** Opening Source material block **

PR #268, opened 2019-04-04
zkvm: implement Taproot

### LINKED ISSUE #248: zkvm: redesign predicate tree as Taproot

debnil:
Implements the Taproot proposal to store smart contracts in place of the predicate tree. Closes #248 .


zkvm/src/merkle.rs
```diff
@@ -60,14 +60,12 @@ impl MerkleTree {
         Ok(result)
     }
 
-    /// Verifies the Merkle path for an item givne the path and the Merkle root.
-    pub fn verify_path<M: MerkleItem>(
-        label: &'static [u8],
+    /// Computes the Merkle root, given the Merkle path.
+    pub fn compute_root_from_path<M: MerkleItem>(
```
oleganza: This probably should not be a public API. For one reason: it takes the precomputed transcript object that's guaranteed to be in a consistent state only by this module (and it's done as an optimization). The user is not supposed to instantiate or clone one themselves.

```suggestion
    fn compute_root_from_path<M: MerkleItem>(
```

oleganza: Ok, i see why you need this public API. 

Suggestion: use `label: &'static [u8],` instead of a raw transcript like it's done in `verify_path`. Because the use of term "transcript" here is an implementation detail — we just use the sponge API as our hashing primitive, and the user is not even supposed to know that.

zkvm/src/predicate.rs
```diff
@@ -1,7 +1,7 @@
 //! Implementation of a predicate tree.
 //! Inspired by Taproot by Greg Maxwell and G'root by Anthony Towns.
 //! Operations:
-//! - disjunction: P = L + f(L,R)*B
+//! - taproot key: P = X + h(X, M)*B
```
oleganza:
```
//! Implementation of a predicate tree.
//! Inspired by Taproot by Greg Maxwell and G'root by Anthony Towns.
```
->
```
//! ZkVM-specific implementation of a Taproot design proposed by Greg Maxwell.
//! https://lists.linuxfoundation.org/pipermail/bitcoin-dev/2018-January/015614.html
```

zkvm/src/predicate.rs
```diff
@@ -27,21 +29,38 @@ pub enum Predicate {
...
     precomputed_point: CompressedRistretto,
 }
 
+#[derive(Clone, Debug, Default)]
+pub struct CallProof {
+    // Signing key
+    pub signing_key: VerificationKey,
+
+    // Bit pattern indicating neighbor position
+    pub positions: u32,
```
oleganza: `MerkleNeighbor` already encodes the position via Left/Right variants. This 32-bit pattern can be kept at the serialization level only. In this struct you can keep the neighbors and verification key only.

Later, to avoid reallocations, you can change the proof-verifying code to take iterator of `MerkleNeighbor`s, so we don't have to allocate a Vec of them, but just parse them on the fly from the serialized callproof.

zkvm/src/predicate.rs
```diff
@@ -27,21 +29,38 @@ pub enum Predicate {
...
+    blinding: [u8; 32],
+    // We precompute the tweaked aggregated signing key when composing it via `Predicate::tree()`,
     // so that we can keep `to_point`/`encode` methods non-failable across all types.
     precomputed_point: CompressedRistretto,
 }
 
+#[derive(Clone, Debug, Default)]
+pub struct CallProof {
+    // Signing key
+    pub signing_key: VerificationKey,
```
oleganza: Maybe use "signing key" as a synonym for "private key" (because you can _sign_ with it)?
```suggestion
    pub verification_key: VerificationKey,
```

zkvm/src/predicate.rs
```diff
@@ -27,21 +29,38 @@ pub enum Predicate {
...
+
+    // Bit pattern indicating neighbor position
+    pub positions: u32,
+
+    // List of left-right neighbors, excluding the root and leaf hash
+    pub neighbors: Vec<MerkleNeighbor>,
+}
+
+// PRTODO: Rewrite MerkleItem for Program using BlindedProgram.
+pub enum BlindedProgram {
```
oleganza: The more apt name for this is `TaprootLeaf` because it's an enumeration of two kinds of leaves: `Program` and `BlindingFactor`.

oleganza: Or `PredicateLeaf`.

zkvm/src/predicate.rs
```diff
@@ -136,43 +102,61 @@ impl Predicate {
...
 
-    /// Creates a disjunction of a vector of predicates.
-    pub fn disjunction(preds: Vec<Predicate>) -> Result<Self, VMError> {
+    /// Creates a Tree from a vector of programs.
+    pub fn tree(key: Option<VerificationKey>, progs: Vec<Program>, blinding_key: [u8; 32]) -> Result<Self, VMError> {
+        let signing_key = match key {
+            Some(x) => x,
+            _ => VerificationKey(PedersenGens::default().B_blinding.compress()),
+        };
+        // PRTODO: Do I assume that progs already contains the per-program blinding factors?
```
oleganza: Not quite. The idea is to use some tree leaves as programs, and others - as blinding factors for them. Meaning, each leaf-program is replaced by a node with two leaves: a program and a dummy leaf acting as additional entropy to blind the program.

When constructing a tree, a single `blinding_key` can be used to generate blinding factors for each program. This can be done by creating a new transcript instance with label, say, `"ZkVM.taproot-blinding"`, commit N programs, and squeeze N blinding factors. Then, the first bit of the blinding factor can be used to determine the relative position of the program and a blinding factor: 0 for blinding-on-the-left, 1 for blinding-on-the-right.

```
N=4
progs = [p1, p2, p3, p4]
T = Transcript::new("ZkVM.taproot-blinding")
T.commit("n", 4)
T.commit("prog", p1)
T.commit("prog", p2)
T.commit("prog", p3)
T.commit("prog", p4)

f1 = T.challenge("blinding") // 1...
f2 = T.challenge("blinding") // 0...
f3 = T.challenge("blinding") // 0...
f4= T.challenge("blinding") // 1...

leaves = [p1, f1, f2, p2, f3, p3, p4, f4]
root = MerkleTree::root(leaves)
```

oleganza: The `zkvm::Verifier` will not know the difference between a neighbour being a hash of a blinding factor, and a neighbour being a hash of program. Also, the relative order is uniformly random, so even the fact of using this particular scheme remains hidden.

oleganza: The last piece: in multi-party contracts, Alice wants to be sure that Bob cannot use their blinding factor as a valid program (and vice versa). So we'd use a different leaf hashing function to make the resulting merkle node non-openable into a program.

Currently, `impl MerkleItem for Program` uses label `"program"` for committing a program. For blinding factor, we need a domain separator, like `"blinding"`. Then, Bob can show the blinding factor to Alice and she'll compute the node with a different label, and will be convinced that it's infeasible to find a program that (if committed with a proper `"program"` label) would open to the same node hash.

zkvm/src/predicate.rs
```diff
@@ -181,75 +165,46 @@ impl Into<CompressedRistretto> for Predicate {
...
+        SliceReader::parse(data, |r| {
+            let mut call_proof = CallProof::default();
+            call_proof.signing_key = VerificationKey(r.read_point()?);
+            call_proof.positions = r.read_u32()?;
+            let mut neighbors = vec![];
+            while r.len() > 0 {
+                neighbors.push(r.read_u8x32()?);
+            }
+            for i in 0..neighbors.len() {
+                if call_proof.positions & (1 << 31 - i) == 0 {
```
oleganza: would be great to specify the endianness and semantics of the `callproof.positions`. This code seems to use the highest bit for the lowest node. Maybe reverse this? Then, the highest unused bits can be zeroes, so the overall number is ≈proportional to the proof size?

zkvm/src/vm.rs
```diff
@@ -713,44 +713,31 @@ where
...
+        let call_proof = self.pop_item()?.to_data()?.to_call_proof()?;
         let contract = self.pop_item()?.to_contract()?;
         let predicate = contract.predicate;
 
-        // 0 = -P + h(prog) * B2
+        let signing_key = call_proof.signing_key;
+        let neighbors = call_proof.neighbors;
+
+        // Compute Merkle root M.
+        let transcript = Transcript::new(b"ZkVM.taproot");
```
oleganza: in addition to the above suggestion, let's also move the root computation into the `predicate.prove_taproot`? So this code does not have to assemble the proving, but can use a single function to prove the relation between `program`, `call_proof` and `predicate`.

zkvm/src/predicate.rs
```diff
@@ -27,19 +28,39 @@ pub enum Predicate {
...
     // so that we can keep `to_point`/`encode` methods non-failable across all types.
     precomputed_point: CompressedRistretto,
+
+    // Scalar that's added to the signing key - a hash of the merkle root and the pubkey
+    adjustment_factor: Scalar,
+}
+
+#[derive(Clone, Debug, Default)]
+pub struct CallProof {
+    // Tweaked verification key
```
oleganza: Why is this tweaked? In the context of `call`, this key is just a piece of extra data necessary to verify a commitment. And it's supposed to be the pure verification key X in the formula `P = X + hash(X,Root)*B`, not the predicate point itself (P).

zkvm/src/predicate.rs
```diff
@@ -27,19 +28,39 @@ pub enum Predicate {
...
+    blinding_key: [u8; 32],
+    // We precompute the tweaked aggregated signing key when composing it via `Predicate::tree()`,
     // so that we can keep `to_point`/`encode` methods non-failable across all types.
     precomputed_point: CompressedRistretto,
+
+    // Scalar that's added to the signing key - a hash of the merkle root and the pubkey
+    adjustment_factor: Scalar,
+}
+
+#[derive(Clone, Debug, Default)]
```
oleganza: Documentation:
```suggestion
/// Call proof represents a proof that a certain program is committed via the merkle tree into the predicate.
/// Used by `call` instruction. The program is not the part of the proof.
#[derive(Clone, Debug, Default)]
```

zkvm/src/predicate.rs
```diff
@@ -27,19 +28,39 @@ pub enum Predicate {
...
+pub struct CallProof {
+    // Tweaked verification key
+    pub verification_key: VerificationKey,
+
+    // List of left-right neighbors, excluding the root and leaf hash
+    pub neighbors: Vec<MerkleNeighbor>,
+}
+
+#[derive(Clone, Debug)]
```
oleganza:
```suggestion
/// PredicateLeaf represents a leaf in the merkle tree of predicate's clauses.
/// For secrecy, each program is blinded via a dummy neighbour called the "blinding leaf".
/// From the verifier's perspective, the hash of this node simply appears as part of a merkle proof,
/// but from the prover's perspective, some leafs are dummy uniformly random nodes.
#[derive(Clone, Debug)]
```

zkvm/src/predicate.rs
```diff
@@ -68,66 +83,20 @@ impl Predicate {
...
-    /// Creates a program with an empty blinding factor.
-    pub fn unblinded_program<T: Into<Program>>(x: T) -> Self {
-        Predicate::Program(x.into(), Vec::new())
-    }
-
     /// Downcasts the predicate to a verification key
     pub fn to_key(self) -> Result<VerificationKey, VMError> {
         match self {
             Predicate::Key(k) => Ok(k),
+            Predicate::Tree(t) => Ok(VerificationKey(t.precomputed_point)),
```
oleganza: Oops. We actually need two separate semantics (can fix this in the follow-up PR):

1. On the prover's end, we need to convert ::Key/::Tree into "key witness thing". Say, `to_key_witness()->Result<Multikey>` (`Multikey` from MuSig). And fail if it's not unsignable, or if the predicate is `::Opaque`.
2. On the verifier's end, we need a separate method `to_verification_key()` that converts all variants into a VerificationKey and does not fail.

oleganza: Filed here: https://github.com/interstellar/slingshot/issues/272

zkvm/src/predicate.rs
```diff
@@ -136,42 +105,43 @@ impl Predicate {
...
+        let mut t = Transcript::new(b"ZkVM.taproot");
+        t.commit_bytes(b"key", key);
+        t.commit_bytes(b"merkle", root);
+        t.challenge_scalar(b"h")
+    }
+
+    /// Verifies whether the current predicate is a commitment to a signing key `key` and Merkle root `root`.
+    /// Returns a `PointOp` instance that can be verified in a batch with other operations.
+    pub fn prove_taproot(&self, program: &Program, call_proof: &CallProof) -> PointOp {
+        let pred_leaf = PredicateLeaf::Program(program.clone());
```
oleganza: That's unfortunate clone() here. Can we impl MerkleItem for `&Program` and pass `&program` as a leaf to `compute_root_from_path` API? (We cannot open a blinding factor to a program anyway.)

zkvm/src/predicate.rs
```diff
@@ -136,42 +105,43 @@ impl Predicate {
...
-        t.challenge_scalar(b"f")
     }
 
-    fn commit_program(prog: &[u8], blinding: &[u8]) -> Scalar {
-        let mut t = Transcript::new(b"ZkVM.predicate");
-        t.commit_bytes(b"blinding", blinding);
-        t.commit_bytes(b"prog", &prog);
-        t.challenge_scalar(b"h")
+    /// Return predicate tree as predicate.
+    pub fn tree(
```
oleganza: let's remove this method so there's no too-thin wrappers. User can simply do `Predicate::Tree(PredicateTree::new())` and whenever it's too cumbersome, we can `impl From<PredicateTree> for Predicate` and do `PredicateTree::new().into()` instead.

zkvm/src/predicate.rs
```diff
@@ -181,75 +151,195 @@ impl Into<CompressedRistretto> for Predicate {
...
     }
 
-    #[test]
-    fn valid_program_commitment() {
-        let prog = Program::build(|p| p.drop());
-        let pred = Predicate::unblinded_program(prog.clone());
-        let op = pred.prove_program_predicate(&bytecode(&prog), &[]);
-        assert!(op.verify().is_ok());
+    /// Returns the adjustment factor for signing
+    pub fn adjustment_factor(&self) -> Scalar {
```
oleganza: probably add a comment that instead of this API we'd rather return a "key witness" object like musig::Multikey and  the adjustment factor will be stored right there.

zkvm/src/predicate.rs
```diff
@@ -181,75 +151,195 @@ impl Into<CompressedRistretto> for Predicate {
...
-        let prog2 = Program::build(|p| p.dup(1));
-        let pred = Predicate::unblinded_program(prog);
-        let op = pred.prove_program_predicate(&bytecode(&prog2), &[]);
-        assert!(op.verify().is_err());
+    /// Creates the call proof and returns that with the program at an index.
+    pub fn create_callproof_program(
+        &self,
+        prog_index: usize,
+    ) -> Result<(CallProof, Program), VMError> {
+        let poss_leaf = &self.leaves[2 * prog_index];
```
oleganza:
```suggestion
        let possible_leaf = &self.leaves[2 * prog_index];
```

zkvm/src/predicate.rs
```diff
@@ -181,75 +151,195 @@ impl Into<CompressedRistretto> for Predicate {
...
+        let leaf_index = match poss_leaf {
+            PredicateLeaf::Blinding(_) => 2 * prog_index + 1,
+            PredicateLeaf::Program(_) => 2 * prog_index,
+        };
+        let tree = MerkleTree::build(b"ZkVM.taproot", &self.leaves);
+        let neighbors = tree.create_path(leaf_index).unwrap();
+        let call_proof = CallProof {
+            verification_key: self.key,
+            neighbors: neighbors,
```
oleganza:
```suggestion
            neighbors,
```

zkvm/src/predicate.rs
```diff
@@ -181,75 +151,195 @@ impl Into<CompressedRistretto> for Predicate {
...
+        &self,
+        prog_index: usize,
+    ) -> Result<(CallProof, Program), VMError> {
+        let poss_leaf = &self.leaves[2 * prog_index];
+        let leaf_index = match poss_leaf {
+            PredicateLeaf::Blinding(_) => 2 * prog_index + 1,
+            PredicateLeaf::Program(_) => 2 * prog_index,
+        };
+        let tree = MerkleTree::build(b"ZkVM.taproot", &self.leaves);
+        let neighbors = tree.create_path(leaf_index).unwrap();
```
oleganza: `unwrap` is generally not good outside tests - use normal error handling over panicking.
```suggestion
        let neighbors = tree.create_path(leaf_index)?;
```

zkvm/src/predicate.rs
```diff
@@ -181,75 +151,195 @@ impl Into<CompressedRistretto> for Predicate {
...
+            neighbors: neighbors,
+        };
+        let program = self.leaves[leaf_index].clone().to_program()?;
+        Ok((call_proof, program))
     }
 
-    #[test]
-    fn valid_disjunction1() {
-        let gens = PedersenGens::default();
+    fn commit_leaves(progs: &Vec<Program>, blinding_key: [u8; 32]) -> Vec<PredicateLeaf> {
```
oleganza: maybe this is clearer?
```suggestion
    fn create_merkle_leaves(progs: &Vec<Program>, blinding_key: [u8; 32]) -> Vec<PredicateLeaf> {
```

zkvm/src/predicate.rs
```diff
@@ -181,75 +151,195 @@ impl Into<CompressedRistretto> for Predicate {
...
+            prog.encode(&mut buf);
+            t.commit_bytes(b"prog", &buf);
+        }
+
+        let mut leaves = Vec::new();
+        for prog in progs.iter() {
+            let blinding = t.challenge_scalar(b"blinding");
+            let blinding_leaf = PredicateLeaf::Blinding(blinding.to_bytes());
+            let program_leaf = PredicateLeaf::Program(prog.clone());
+            if blinding.to_bytes()[31] & 1 == 0 {
```
oleganza: Top bit is always 0 since scalars are encoded as little-endian and mod `2^252+...`, not `2^256`. Use the low bit instead:

```suggestion
            if blinding.to_bytes()[0] & 1 == 0 {
```

zkvm/src/predicate.rs
```diff
@@ -181,75 +151,195 @@ impl Into<CompressedRistretto> for Predicate {
...
+        t.commit_bytes(b"key", &blinding_key);
+        for prog in progs.iter() {
+            let mut buf = Vec::new();
+            prog.encode(&mut buf);
+            t.commit_bytes(b"prog", &buf);
+        }
+
+        let mut leaves = Vec::new();
+        for prog in progs.iter() {
+            let blinding = t.challenge_scalar(b"blinding");
```
oleganza: Blinding factor does not need to be a scalar. Get raw 32-byte array `[u8;32]` instead.

zkvm/src/predicate.rs
oleganza: i'd use the lowest bit to keep it somewhat simpler (not that it matters - also if blinding was a scalar, top 4 bits would be zero, so choosing 8th-from-the-top bit is kinda weird):

```suggestion
            if blinding[0] & 1 == 0 {
```

zkvm/src/predicate.rs
```diff
@@ -181,75 +151,195 @@ impl Into<CompressedRistretto> for Predicate {
...
+        // VerificationKey is a 32-byte array
+        // MerkleNeighbor is a 32-byte array
+        32 + 4 + self.neighbors.len() * 32
+    }
 
-        let pred = Predicate::disjunction(preds.clone()).unwrap();
-        let op = pred.prove_disjunction(&preds);
-        assert!(op.verify().is_ok());
+    pub fn parse(data: &[u8]) -> Result<Self, VMError> {
+        SliceReader::parse(data, |r| {
```
oleganza: Better to leave the decision of "should this blob be a callproof or callproof+otherstuff" to the user. Let's rename this method to `decode` and work on the SliceReader instance like other `decode` methods. Then, in the VM, when you perform `call` instruction, you'd treat the blob on the stack as a call proof and wrap parsing in `SliceReader::parse()` to indicate that such blob must be a callproof end-to-end.

oleganza: We need to know the number of neighbors, though. We can sacrifice one bit of the 32-bit `positions` number to indicate the size of the proof: for `n` neighbors, `n`th bit must be set to one.

```
Clauses         Neighbors         Bit pattern (lo->hi)
-----------------------------------------------------------
0               n/a               n/a
1               0                 10000000 00000000 00000000 00000000
2               1                 x1000000 00000000 00000000 00000000
3-4             2                 xx100000 00000000 00000000 00000000
5-8             3                 xxx10000 00000000 00000000 00000000
9-16            4                 xxxx1000 00000000 00000000 00000000
17-32           5                 xxxxx100 00000000 00000000 00000000
```

All-zero bit pattern is invalid.

Use `u32::leading_zeros()` to count leading zeroes and subtract that number from 31 to learn the number of neighbors: `n = 31-position.leading_zeros()`.

Also when building a tree, add check that number of items is `<= (1<<31)`.

zkvm/src/predicate.rs
```diff
@@ -181,75 +151,195 @@ impl Into<CompressedRistretto> for Predicate {
...
+    }
+}
+
+impl MerkleItem for PredicateLeaf {
+    fn commit(&self, t: &mut Transcript) {
+        match self {
+            PredicateLeaf::Program(prog) => {
+                let mut buf = Vec::new();
+                prog.encode(&mut buf);
+                t.commit_bytes(b"predicate_leaf", &buf);
```
oleganza: It is paramount that blinding factors and programs must be domain-separated: the current implementation allows treating a blinding factor as a program, which is a security hole in multi-party contracts.

```suggestion
                t.commit_bytes(b"program", &buf);
```

zkvm/src/predicate.rs
```diff
@@ -181,75 +151,195 @@ impl Into<CompressedRistretto> for Predicate {
...
+            }
+            PredicateLeaf::Blinding(bytes) => {
+                t.commit_bytes(b"predicate_leaf", &bytes.clone());
```
oleganza: see the comment above
```suggestion
                t.commit_bytes(b"blinding", &bytes.clone());
```

zkvm/src/predicate.rs
```diff
@@ -136,42 +105,43 @@ impl Predicate {
...
+    fn commit_taproot(key: &[u8], root: &[u8]) -> Scalar {
+        let mut t = Transcript::new(b"ZkVM.taproot");
+        t.commit_bytes(b"key", key);
+        t.commit_bytes(b"merkle", root);
+        t.challenge_scalar(b"h")
+    }
+
+    /// Verifies whether the current predicate is a commitment to a signing key `key` and Merkle root `root`.
+    /// Returns a `PointOp` instance that can be verified in a batch with other operations.
+    pub fn prove_taproot(&self, program: &Program, call_proof: &CallProof) -> PointOp {
```
oleganza: This method cannot take `Program`, it must take a bytecode — the Verifier is not going to parse the program only for it to be encoded for verification, and then parsed again during execution. 

```suggestion
    pub fn prove_taproot(&self, program: &[u8], call_proof: &CallProof) -> PointOp {
```

zkvm/src/vm.rs
```diff
@@ -713,44 +712,24 @@ where
     }
 
     fn call(&mut self) -> Result<(), VMError> {
-        // Pop program, blinding factor, contract, and predicate
-        let prog = self.pop_item()?.to_data()?;
-        let blinding = self.pop_item()?.to_data()?;
+        // Pop program, call proof, and contract
+        let program_data = self.pop_item()?.to_data()?;
+        let program = program_data.clone().to_program()?;
```
oleganza: The program is going to be interpreted during the VM execution. We need to preserve the bytecode as-is without parsing it here, as it's going to be parsed again by the VM.

oleganza:
@debnil Per my comments about not parsing the program prematurely, we'd probably need a `enum ProgramWitness` (or smth like that) that holds either `::Opaque(Vec<u8>)` (on the verifier's end) or `::Program(Program)`. This way, impls like `MerkleItem` can implement hashing both for prover and verifier.

zkvm/src/predicate.rs
debnil: This makes sense to me in theory. However, the only use of `program` in this function is as an argument to `compute_root_from_path`. That particular argument is an `Entry`, which requires the implementation of `MerkleItem`. This doesn't seem possible for a byte-array. This seems like it might require some larger changes.. what do you think?

zkvm/src/predicate.rs
debnil: Good catch -- I think this is just a hold-over comment from a previous incorrect implementation. From the construction of the `PointOp` [here](https://github.com/interstellar/slingshot/pull/268/files/abe92d6b5cf4c4944d10ba4a12920edeb5cf9bff#diff-7e106625822af74f4132c28bcb9fe28bR128), this is the pure verification key `X`.

zkvm/src/predicate.rs
debnil: The above all makes sense! One small error: the number of neighbors `n = positions.leading_zeros()`.

zkvm/src/vm.rs
debnil: The only reason the bytecode is cast to a program is because `prove_taproot` requires that, as documented above. Changes to resolve the above situation should resolve this too.

zkvm/src/predicate.rs
```diff
@@ -27,19 +29,45 @@ pub enum Predicate {
...
 }
 
+/// Represents a ZkVM predicate tree.
 #[derive(Clone, Debug)]
-pub struct PredicateDisjunction {
-    preds: Vec<Predicate>,
-    // We precompute the disjunction predicate when composing it via `Predicate::or()`,
+pub struct PredicateTree {
+    /// Vector of the programs and blinding factors, stored as Merkelized predicate leafs.
+    pub leaves: Vec<PredicateLeaf>,
```
oleganza: keeping these fields public allows holder of mut-borrow to modify the fields directly and getting other private fields out of sync. Let's make them private and expose necessary getter methods if needed?

zkvm/src/program.rs
```diff
@@ -120,56 +131,51 @@ impl Program {
...
-        for pred in preds.iter() {
-            prog.push(pred.as_opaque());
+    }
+
+    /// Encodes a program witness into a buffer.
+    pub fn encode(&self, buf: &mut Vec<u8>) {
+        match self {
+            ProgramWitness::Program(prog) => prog.encode(buf),
+            ProgramWitness::Opaque(bytes) => {
+                for i in bytes.iter() {
```
oleganza:
```suggestion
                buf.extend_from_slice(&bytes);
```

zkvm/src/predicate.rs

** Closing Source material block **

→ What you are asked to do:
Copy every line of the listing that includes the string "there".

→ Finished task:
oleganza: let's remove this method so there's no too-thin wrappers. User can simply do `Predicate::Tree(PredicateTree::new())` and whenever it's too cumbersome, we can `impl From<PredicateTree> for Predicate` and do `PredicateTree::new().into()` instead.
oleganza: probably add a comment that instead of this API we'd rather return a "key witness" object like musig::Multikey and  the adjustment factor will be stored right there.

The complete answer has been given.